I love finding free shit, whether its online, dumpster diving, bin-diving, finding something on the ground, I don't really like going to those free soup kitchens, church places, I rather use stuff people are about to throw out, I like that whole freegan subculture, using that instead of it going to waste, make some unquie creative cool meal outta of it


----------



## Anagor

Childgoddess said:


> I love finding free shit, whether its online, dumpster diving, bin-diving, finding something on the ground



Me too.


----------



## Anagor

Childgoddess said:


> I don't really like going to those free soup kitchens, church places,



Well, in general I see it the same way. Said that, food runs and church places or groups of people walking around and coming to guys and gals on the streets helped me a couple of times.

When I really needed a new pair of pants or a coat or shoes.

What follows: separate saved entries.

PR #3391, opened 2022-01-19
chore: upgrade to @definitelytyped/dtslint

domoritz:
https://github.com/microsoft/dtslint mentions that the package moved. 

I also enabled skipping lib checks since we don't need to check library types.

Otherwise we get this error with ts 4.6 right now

```
Error: Errors in typescript@4.6 for external dependencies:
9374
Error: ../../node_modules/@types/node/globals.d.ts(72,13): error TS2403: Subsequent variable declarations must have the same type.  Variable 'AbortSignal' must be of type '{ new (): AbortSignal; prototype: AbortSignal; abort(reason?: any): AbortSignal; }', but here has type '{ new (): AbortSignal; prototype: AbortSignal; }'.
```

### DIFF
--- a/package.json
+++ b/package.json
@@ -27,7 +27,7 @@
     "@rollup/plugin-babel": "^5.3.0",
     "@rollup/plugin-json": "^4.1.0",
     "@rollup/plugin-node-resolve": "^13.1.1",
-    "@types/node": "^17.0.2",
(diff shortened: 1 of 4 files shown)


arvind (approved):
Thanks for tracking this down and fixing it @domoritz!

PR #3392, opened 2022-01-19
Use willReadFrequently on 2D canvas contexts, where appropriate

junov:
willReadFrequently is a performance hint that tells browsers to
expect calls to getImageData on that context.  This allows browsers
to optimize performance for readback use cases.

See: https://html.spec.whatwg.org/multipage/canvas.html#concept-canvas-will-read-frequently

This feature will soon be released in Chromium-based Web Browsers
(i.e. Chrome, Edge, Opera, etc.)

This pull request aims to improve performance and prevent possible
performance regressions when the new API goes live in various Web
browsers.


domoritz:
@junov what's your reason for closing this?

PR #3426, opened 2022-03-09
Adding Packed Bubble Chart Example

PBI-David:
@domoritz adding a packed bubble chart example. I think I have added the required files in the right places but this is my first time contributing and using GitHub so apologies in advance if I haven't got it completely right.


PBI-David:
Just spotted my mouse in the png so will recreate.

PR #3427, opened 2022-03-09
Packed Bubble Chart Example

PBI-David:
@domoritz adding a packed bubble chart example. I think I have added the required files in the right places but this is my first time contributing and using GitHub so apologies in advance if I haven't got it completely right.


jheer:
Thanks @PBI-David! Retargetting PR to `v5.22.0` branch for staging prior to next release.

PBI-David:
@jheer I just checked the new release and FYI when clicking the link for "View in Online Vega Editor" [here](https://vega.github.io/vega/examples/packed-bubble-chart/), there seems to be a problem loading the spec. Apologies if I missed something.

domoritz:
Yes, instead of sending the spec, for examples we just refer to the example by id. This means we need to update the Vega package in the editor.

domoritz:
Done. See https://vega.github.io/editor/#/examples/vega/packed-bubble-chart.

I don't want to depend on them but I am grateful for what they do.


----------



## Koala

People watching at a park or similar public forum... watching little scenes unfold or folks just going their own independent ways and remembering we're all just out here doing our best and surviving and entertaining ourselves... that helps ground me and gets me out of the anxious thoughts in my head


----------



## Strangeandsolo

jaws said:


> I sing to myself and talk in different accents so that way I technically am talking to another person.

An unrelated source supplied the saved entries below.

PR #3455, opened 2022-03-25
feat: add stroke, fill, and opacity to various SceneItem types

lsh:
In [vega-scenegraph](https://github.com/vega/vega/tree/main/packages/vega-scenegraph), several fields are expected on the runtime types which are not present in the TypeScript representation.

Specifically:
Adds opacity and stroke related fields to `SceneSymbol` and `SceneRect`, along with the general `opacity` field to `SceneItem`.

`cornerRadius` is also added to `SceneRect`.

Before merging it is worth discussing:
- Should the fill fields and stroke fields be abstracted to `FilledSceneItem` and `StrokedSceneItem` types, or should the fields be inlined as they are currently?
- Which of these fields should be optional?

### DIFF
--- a/packages/vega-typings/types/runtime/scene.d.ts
+++ b/packages/vega-typings/types/runtime/scene.d.ts
@@ -50,6 +50,7 @@ export interface SceneItem {
   };
   x: number;
   y: number;
+  opacity?: number;
 }
 
 export type SceneAxis = SceneItem & {
@@ -58,12 +59,16 @@ export type SceneAxis = SceneItem & {
 
 export type SceneRect = SceneItem & {
   fill: string;
+  fillOpacity?: number;
+  stroke?: string;
+  strokeWidth?: number;
+  strokeOpacity?: number;
   height: number;
   width: number;
+  cornerRadius?: number;
 };
 
 export type SceneLine = SceneItem & {
-  opacity: number;
   stroke: string;
   strokeWidth: number;
   x2: number;
@@ -84,9 +89,12 @@ export type SceneGroup = SceneItem & {
 
 export type SceneSymbol = SceneItem & {
   fill: string;
+  fillOpacity: number;
   shape: string;
   size: number;
+  stroke: string;
   strokeWidth: number;
+  strokeOpacity: number;
 };
 
 export type SceneTextBaseline = 'top' | 'middle' | 'bottom';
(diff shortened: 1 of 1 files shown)


packages/vega-typings/types/runtime/scene.d.ts
```diff
@@ -84,9 +89,12 @@ export type SceneGroup = SceneItem & {
 
 export type SceneSymbol = SceneItem & {
   fill: string;
+  fillOpacity: number;
```
domoritz, line 92: A lot of these properties are optional in SceneRect. Are they optional here as well?

domoritz:
Looks reasonable to me. I would not add more classes for now to reduce the complexity of the types. 

@jheer could you take a brief look to let us know whether the properties should be optional or required?

packages/vega-typings/types/runtime/scene.d.ts
lsh: I wasn't intending to make any assumptions about which fields should actually be optional yet. That being said, I'd assume `SceneRect` and `SceneSymbol` would match, regardless of optional or not.

domoritz: It's probably best to err on the side of optional since it's less strict.

lsh: In this case, I would argue it would make sense then for `strokeWidth` to also become optional, since it would be strange for `stroke` and `strokeOpacity` to be optional, but not the width. It would also match with the changes proposed to `SceneRect`.

packages/vega-typings/types/runtime/scene.d.ts
```diff
@@ -58,12 +59,16 @@ export type SceneAxis = SceneItem & {
...
+  stroke?: string;
+  strokeWidth?: number;
+  strokeOpacity?: number;
   height: number;
   width: number;
+  cornerRadius?: number;
 };
 
 export type SceneLine = SceneItem & {
-  opacity: number;
```
domoritz, line 66: Does a line not have opacity?

jheer:
In case it helps, the scenegraph has an associated JSON schema, which you can see here: https://cdn.jsdelivr.net/npm/vega-scenegraph@4.10.1/build/vega-scenegraph-schema.json

The JSON schema is specific to JSON serialization (and so the Vega runtime is actually looser, e.g., in terms of which properties can be added to mark items), but nevertheless documents the properties that the current renderers might access. In any case, none of the item properties are strictly required, so I'd lean towards making all item properties optional in the typings.

domoritz:
Published as vega-typings@0.22.3.

PR #3480, opened 2022-04-28
Add `view` style for Vega-Lite

arvind:
Vega-Lite styles group marks as `cell` only if they define cartesian plots (vega/vega-lite#7665). For other types of group marks (namely, projections), we need another style in order to continue setting `transparent` fills on group marks to capture events.


domoritz (approved):

domoritz:
Adding the blocking Vega-Lite label.

PR #3920, opened 2024-05-07
chore: migrate to ESLint flat config

lsh:
ESLint is removing the `.eslintrc` and `.eslignore` configuration options in version 9. Ahead of that transition, I am migrating us to use the new flat configuration format. I also remove `tslint` and `dtslint`, since those dependencies are being replaced by ESLint itself.


packages/vega-geo/src/util/contours.js
```diff
@@ -62,8 +62,8 @@ export default function() {
   // Marching squares with isolines stitched into rings.
   // Based on https://github.com/topojson/topojson-client/blob/v3.0.0/src/stitch.js
   function isorings(values, value, callback) {
-    var fragmentByStart = new Array,
-        fragmentByEnd = new Array,
+    var fragmentByStart = [],
```
lsh, line 65: Note that this was the only violator of the "don't use `new Array` lint, and it didn't feel worth it to do a follow up just for that.

kanitw (approved):

kanitw:
no strong opinion here.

I do this too . Like being a voice actor.


----------



## r3yn

I used to get crushing bouts of loneliness, or feelings of being forsaken on Friday or Saturday nights.... when it feels like all the rest of the world is out having fun together. I think with time, it's just become numbed. And I guess there were many good nights had, too. Maybe it's realizing fairness, or balance -- that we can't party and get what we want all the time. Like bits of rainbow interspersed in a long timeline of grey....


----------



## Coywolf

jaws said:


> I sing to myself and talk in different accents so that way I technically am talking to another person.

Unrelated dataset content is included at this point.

Issue #3924, opened 2024-05-19
developer-experience: deployment previews for pull requests


hydrosquall:
## Enhancement Description

Goal: Reduce time and effort to validate change requests, and improve review quality for vegachange requests (PRs). By making a deployment preview easy, it is easier to test user facing behaviors. Similar to https://github.com/vega/vega-lite/issues/9276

Lol, I also do this. Really funny when you walk around a corner and realize someone heard the entire thing and you get labeled as "another on of those pesky homebums".

I am starting to experience more and more crushing social anxiety, almost to the level where I am considering going to see a doctor. When I am in a place where I dont feel comfortable hanging out in public, Ill goget me a beer and find the best bum spot, bridge, creek, or forested area and chill by myself and ramble on StP.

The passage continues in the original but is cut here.